PR #2281, opened 2021-01-12
Early termination for find_{min,max}_global

### LINKED ISSUE #2250: [Feature Improvement] add `should_stop` callback to dlib::find_max_global and friends
@davisking Thanks for your great C++ library!

My colleagues and I wrote a modified version of dlib's find_max_global that allowed the user to pass a callback `should_stop` which accepts a function-like object which has a method `bool operator()(double y)` where y is the result of the function evaluation, and it returns true if the search should stop.

We use this to provide coordinated early termination in two cases:

1. When we know that the user is willing to accept an solution with an objective that is past a certain threshold.  In this case we can stop as soon we find this objective.
2. We invoke find_max_global from multiple MPI ranks (read separate processes, so memory is not shared).  We pass different subdomains to each rank, and want to terminate early if one of the subdomains finds a solution that meets the user's requirements, we can stop all of the searches at their next iteration.

We used this technique to great success in our paper [FRaZ: A Generic High-Fidelity Fixed-Ratio Lossy Compression Framework for ScientificFloating-point Data](https://arxiv.org/pdf/2001.06139.pdf).  We would like to upstream this feature if possible, but wanted to see if there was interest before we go through the effort to update our fork.

robertu94:
This patch adds a callback to allow the user to request cancellation of a
search using find_{min,max}_global.  This enables users to cancel
searches when they are no-longer relevent, or when the user has some
special knowledge of the solution that they can use the stop the search
early.

closes  #2250

### DIFF
--- a/dlib/global_optimization/find_max_global.h
+++ b/dlib/global_optimization/find_max_global.h
@@ -130,7 +130,8 @@ template <typename T> static auto go(T&& f, const matrix<double, 0, 1>& a) -> de
             const max_function_calls num,
             const std::chrono::nanoseconds max_runtime = FOREVER,
             double solver_epsilon = 0,
-            std::vector<std::vector<function_evaluation>> initial_function_evals = {}
+            std::vector<std::vector<function_evaluation>> initial_function_evals = {},
+            stop_condition& should_stop = never_stop_early
         ) 
         {
             // Decide which parameters should be searched on a log scale.  Basically, it's
@@ -176,17 +177,19 @@ template <typename T> static auto go(T&& f, const matrix<double, 0, 1>& a) -> de
             using namespace std::chrono;
 
             const auto time_to_stop = steady_clock::now() + max_runtime;
+            //atomic<bool> doesn't support .fetch_or, use std::atomic<int> instead
+            std::atomic<int> this_should_stop{false};
 
             double max_solver_overhead_time = 0;
 
             // Now run the main solver loop.
-            for (size_t i = 0; i < num.max_calls && steady_clock::now() < time_to_stop; ++i)
+            for (size_t i = 0; i < num.max_calls && steady_clock::now() < time_to_stop && !this_should_stop.load(); ++i)
             {
                 const auto get_next_x_start_time = steady_clock::now();
                 auto next = std::make_shared<function_evaluation_request>(opt.get_next_x());
                 const auto get_next_x_runtime = steady_clock::now() - get_next_x_start_time;
 
-                auto execute_call = [&functions,&ymult,&log_scale,&eval_time_mutex,&objective_funct_eval_time,next]() {
+                auto execute_call = [&functions,&ymult,&log_scale,&eval_time_mutex,&objective_funct_eval_time,next,&should_stop,&this_should_stop]() {
                     matrix<double,0,1> x = next->x();
                     // Undo any log-scaling that was applied to the variables before we pass them
                     // to the functions being optimized.
@@ -198,6 +201,7 @@ template <typename T> static auto go(T&& f, const matrix<double, 0, 1>& a) -> de
                     const auto funct_eval_start = steady_clock::now();
                     double y = ymult*call_function_and_expand_args(functions[next->function_idx()], x);
                     const double funct_eval_runtime = duration_cast<nanoseconds>(steady_clock::now() - funct_eval_start).count();
+                    this_should_stop.fetch_or(should_stop(y*ymult));
                     next->set(y);
                     
                     std::lock_guard<std::mutex> lock(eval_time_mutex);
@@ -366,6 +370,10 @@ template <typename T> static auto go(T&& f, const matrix<double, 0, 1>& a) -> de
         template <typename T>
         const T& normalize(const T& item) {
             return item;
+        }
+
+        inline stop_condition& normalize(stop_condition& condition) {
+          return condition;
         }
 
         inline std::vector<std::vector<function_evaluation>> normalize(
--- a/dlib/global_optimization/find_max_global.h
+++ b/dlib/global_optimization/find_max_global.h
@@ -10,6 +10,7 @@
 #include <chrono>
 #include <memory>
 #include <thread>
+#include <functional>
 #include "../threads/thread_pool_extension.h"
 #include "../statistics/statistics.h"
 #include "../enable_if.h"
@@ -114,6 +115,8 @@ template <typename T> static auto go(T&& f, const matrix<double, 0, 1>& a) -> de
 // ----------------------------------------------------------------------------------------
 
     const auto FOREVER = std::chrono::hours(24*365*290); // 290 years
+    using stop_condition = std::function<bool(double)>;
+    const stop_condition never_stop_early = [](double) { return false; };
 
 // ----------------------------------------------------------------------------------------
 
@@ -131,7 +134,7 @@ template <typename T> static auto go(T&& f, const matrix<double, 0, 1>& a) -> de
             const std::chrono::nanoseconds max_runtime = FOREVER,
             double solver_epsilon = 0,
             std::vector<std::vector<function_evaluation>> initial_function_evals = {},
-            stop_condition& should_stop = never_stop_early
+            stop_condition should_stop = never_stop_early
         ) 
         {
             // Decide which parameters should be searched on a log scale.  Basically, it's
@@ -368,12 +371,9 @@ template <typename T> static auto go(T&& f, const matrix<double, 0, 1>& a) -> de
         // find_max_global() instances below and turn them into the argument types expected by
         // find_max_global() above.
         template <typename T>
-        const T& normalize(const T& item) {
+        const T& normalize(const T& item) 
+        {
             return item;
-        }
-
-        inline stop_condition& normalize(stop_condition& condition) {
-          return condition;
         }
 
         inline std::vector<std::vector<function_evaluation>> normalize(
--- a/dlib/global_optimization/find_max_global_abstract.h
+++ b/dlib/global_optimization/find_max_global_abstract.h
@@ -10,10 +10,21 @@
 #include "../threads/thread_pool_extension_abstract.h"
 #include <utility>
 #include <chrono>
+#include <functional>
 
 namespace dlib
 {
 
+    /*!
+       WHAT THIS OBJECT REPRESENTS
+          A call-back that returns true when the search should stop
+
+          It is useful when the user either wants to terminate the search based on either special knowledge
+          of the function, the user's preferences regarding what is a "good-enough" solution, or
+          based on the results of some external process which may have found a solution and this search
+          is no longer required.
+     !*/
+    using stop_condition = std::function<bool(double)>;
 // ----------------------------------------------------------------------------------------
 
     template <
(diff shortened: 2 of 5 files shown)


robertu94:
@davisking I assume there are probably some things that you want updated like documentation, but I wasn't sure what that list of things was or how you would like it done.  I'd be happy to make the changes necessary to get this ready for merge.

dlib/global_optimization/global_function_search.h
```diff
@@ -13,6 +13,19 @@
...
+      explicit stop_condition(Function&& f): check(std::forward<Function>(f)) {}
+      // returns true if the search should terminate early
+      bool operator()(double v) {
+        return check(v);
+      }
+      std::function<bool(double)> check;
+    };
+
+    // a default stop condition that never terminates early
+    extern stop_condition default_stop_condition;
```
davisking, line 28: This shouldn't be needed.  You can make the functions just take a generic lambda.  See my other comment for more details.

dlib/global_optimization/find_max_global.h
```diff
@@ -949,10 +995,11 @@ template <typename T> static auto go(T&& f, const matrix<double, 0, 1>& a) -> de
         const std::vector<bool>& is_integer_variable,
         const std::chrono::nanoseconds max_runtime,
         double solver_epsilon = 0,
-        const std::vector<function_evaluation>& initial_function_evals = {}
+        const std::vector<function_evaluation>& initial_function_evals = {},
+        stop_condition should_stop = default_stop_condition
```
davisking, line 999: So instead of adding more parameters here it would be better to do this:
```
    template <
        typename funct,
        typename... Args
        >
    function_evaluation find_min_global (
        thread_pool& tp, 
        funct f,
        const matrix<double,0,1>& bound1,
        const matrix<double,0,1>& bound2,
        const std::vector<bool>& is_integer_variable,
        const std::chrono::nanoseconds max_runtime,
        Args&&... args
    )   
    {   
        return find_min_global(tp, std::move(f), bound1, bound2, is_integer_variable, max_function_calls(), max_runtime, solver_epsilon, std::forward<Args>(args)...);
    } 
```

Then the function that actually implements all this can take these things as parameters and the `stop_condition` can just be a `std::function`.  I would otherwise suggest a universal reference instead of a `std::function` but if someone wants to add more arguments to this function later it will work out better if the type is something more narrow than universal reference.

davisking (changes requested):
Cool.  I left some comments.  Basically you can use a variadic template to make this simpler.

As for docs, yeah, definitely update the docs too.  See the instructions http://dlib.net/howto_contribute.html.  But here you just need to update `dlib/global_optimization/find_max_global_abstract.h`.

dlib/global_optimization/find_max_global.h
robertu94: How broadly do you want this applied?  There are 20+ overloads of either find_{min,max}_global each with subtly different arguments, and replacing these calls with a variadic template that maintains all of the old usages could be tricky depending on how many I need to move to the variadic template.  I also don't know how well default arguments work for function parameters that have template type on older compilers like gcc 4.X.

dlib/global_optimization/global_function_search.h
robertu94: I thought about a generic lambda, but I favored a separate class for a C++11 compatible way to enforce the type signature on the function-object and because it makes the call site more self documenting.  I also wasn't sure how well function arguments of template type worked with defaults in older compilers that dlib supports.

I can change this if needed.

dlib/global_optimization/find_max_global.h
davisking: It will only work for the two arguments I suggested: initial_function_evals and should_stop. So do it only for those two. But do it to all the overloads.

dlib/global_optimization/global_function_search.h
davisking: A generic lambda is the idiomatic way to do this in c++11 or later.  And using std::function when extra type emphasis is called for, which I think is the case here.

dlib/global_optimization/find_max_global.h
robertu94: I just finished trying this, and unfortunately this would be a breaking change in the API to apply this change to all of the overloads, so I applied the change to as many as I could without breaking the API.  This allowed me to update all the calls that don't invoke `impl::find_max_global`directly.

dlib/global_optimization/find_max_global_abstract.h
```diff
@@ -81,7 +92,8 @@ namespace dlib
         const max_function_calls num,
         const std::chrono::nanoseconds max_runtime = FOREVER,
         double solver_epsilon = 0,
-        const std::vector<std::vector<function_evaluation>>& initial_function_evals = {}
+        const std::vector<std::vector<function_evaluation>>& initial_function_evals = {},
+        stop_condition should_stop
```
davisking, line 96: This needs some kind of default, like `[](double){ return false; }`

dlib/global_optimization/find_max_global_abstract.h
```diff
@@ -134,6 +146,7 @@ namespace dlib
             - find_max_global() runs until one of the following is true:
                 - The total number of calls to the provided functions is == num.max_calls
                 - More than max_runtime time has elapsed since the start of this function.
+                - should_stop(f(x)) returns true, the default never returns true
```
davisking, line 149: Only say `should_stop(f(x)) returns true`.  The identity of the default should be communicated to the reader above in the signature.

dlib/global_optimization/find_max_global_abstract.h
davisking: Actually, `stop_condition should_stop = never_stop_early` is probably better.  And renaming `default_stop_condition` to `never_stop_early` and also noting it in the docs (i.e in the abstract.h file).  The word default doesn't communicate to someone what it does, but using a name like `never_stop_early` tells the reader something important about what it does.

dlib/global_optimization/find_max_global.h
davisking: What part would be a breaking change?  I just looked over the code and I don't see it.  Like if `impl::find_max_global()` is the only place that declares `initial_function_evals` and `should_stop` it sure looks like using a parameter pack in all other locations would work and and not break the API.

robertu94: The compile fails when building the python bindings for some reason when passing an internalizer list for initial_function_evals to impl::find_max_global when using perfect forwarding because the compliler deduces an incomplete parameter pack and discards correct the template candidate.  I'm guessing we hit some obscure portion of the standard relating to perfect forwarding and defaulted arguments.

Here are the relevant portions of the compiler error

```console
/home/runderwood/git/contrib/dlib/dlib/../dlib/global_optimization/find_max_global.h:378:16: error: no matching function for call to 'find_max_global'
        return find_max_global(functions, std::move(specs), num, max_runtime, solver_epsilon, {initial_function_evals}).second;
               ^~~~~~~~~~~~~~~
/home/runderwood/git/contrib/dlib/dlib/../dlib/global_optimization/find_max_global.h:460:16: note: in instantiation of function template specialization 'dlib::find_max_global<(lambda at /home/runderwood/git/contrib/dlib/tools/python/src/global_optimization.cpp:124:17)>' requested here
        return find_max_global(std::move(f), bound1, bound2, is_integer_variable, num, FOREVER, solver_epsilon, std::forward<Args>(args)...);
               ^
/home/runderwood/git/contrib/dlib/tools/python/src/global_optimization.cpp:129:19: note: in instantiation of function template specialization 'dlib::find_max_global<(lambda at /home/runderwood/git/contrib/dlib/tools/python/src/global_optimization.cpp:124:17)>' requested here
    auto result = find_max_global(func, list_to_mat(bound1), list_to_mat(bound2),
                  ^
[...snip...]

/home/runderwood/git/contrib/dlib/dlib/../dlib/global_optimization/find_max_global.h:297:43: note: candidate template ignored: substitution failure [with funct = (lambda at /home/runderwood/git/contrib/dlib/tools/python/src/global_optimization.cpp:124:17)]: deduced incomplete pack <(no value)> for template parameter 'Args'
    std::pair<size_t,function_evaluation> find_max_global (
                                          ^

```

davisking: Oh yeah, duh.  I wasn't paying attention.  It's because some of the `initial_function_evals` are `std::vector<function_evaluation>` while others are `std::vector<std::vector<function_evaluation>>`.   Let me see if I can refactor this a little bit so there aren't so many overloads.  It's kinda gotten out of hand.  I would have done that to begin with but I didn't want to conflict your pull request.  Anyway, I'll see if I can simplify this.

davisking: I just pushed a change that simplifies this a lot.  So you should now only have to add a parameter to the main top function and all the overloads will just automatically incorporate it.

robertu94:
@davisking I just rebased this code on master; I think it is ready for review.

davisking:
Urg.  I really wish github would automatically do some kind of pull request rebasing.

davisking:
Anyway, I pushed some small changes.  If this works for what you are doing (I would be surprised if it doesn't) can you add a little test to `dlib/test/global_optimization.cpp` that exercizes a non-default stopping condition?

robertu94:
@davisking added the test case.

dlib/test/global_optimization.cpp
```diff
@@ -232,6 +233,15 @@ namespace
         DLIB_TEST(std::abs(result.x - 1) < 1e-9);
         print_spinner();
 
+        constexpr auto close_enough = -16.0;
+        auto early_result = find_max_global([&early_evals](double x){ early_evals++; return -std::pow(x-2,2.0); }, -10, 1, max_function_calls(10), 0.0, std::vector<function_evaluation>{}, [](double y){ return (y >= close_enough);});
+        dlog << LINFO << "(x-2)^2, bound at 1: " <<  trans(early_result.x);
+        DLIB_TEST(early_result.x.size()==1);
+        DLIB_TEST(std::abs(early_result.y) <= std::abs(close_enough));
+        DLIB_TEST(std::abs(early_result.x - 1) <= 4);
+        DLIB_TEST(normal_evals >= early_evals);
```
davisking, line 242: This needs to be `DLIB_TEST(normal_evals > early_evals);` or we don't know if the stopping condition did anything.

dlib/test/global_optimization.cpp
```diff
@@ -232,6 +233,15 @@ namespace
         DLIB_TEST(std::abs(result.x - 1) < 1e-9);
         print_spinner();
 
+        constexpr auto close_enough = -16.0;
+        auto early_result = find_max_global([&early_evals](double x){ early_evals++; return -std::pow(x-2,2.0); }, -10, 1, max_function_calls(10), 0.0, std::vector<function_evaluation>{}, [](double y){ return (y >= close_enough);});
```
davisking, line 237: `close_enough` needs to be captured in the lambda.  I don't know why the tests passed.  But I got an email from appveyor with an error saying visual studio failed to compile because `close_enough` wasn't captured.  But somehow this diff isn't marked as failing any tests.

robertu94: Lambda expressions don't need to explicitly capture constant expressions according to [expr.prim.lambda]/12 because constant expressions are not ODR-used in a lambda according to [basic.def.odr]/3.

Apparently this is an known issue with MSVC fixed in a recent release. https://developercommunity.visualstudio.com/content/problem/367326/problems-with-capturing-constexpr-in-lambda.html

I pushed a fix for this to support older MSVC.

davisking: Yeah, MSVC has lots of standards compliance problems of this nature :|

davisking: Huh, I don't see any change from the last time I looked. But appveyor also ran MSVC on this PR again and this time didn't complain, so ¯\_(ツ)_/¯

davisking:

· · ·

• What is expected: In the entries above, find the line holding "Apparently this is" and the line holding "davisking: Yeah, MSVC", then retype exactly those two lines and every line between them, and nothing else.

• Output:
Apparently this is an known issue with MSVC fixed in a recent release. https://developercommunity.visualstudio.com/content/problem/367326/problems-with-capturing-constexpr-in-lambda.html

I pushed a fix for this to support older MSVC.

davisking: Yeah, MSVC has lots of standards compliance problems of this nature :|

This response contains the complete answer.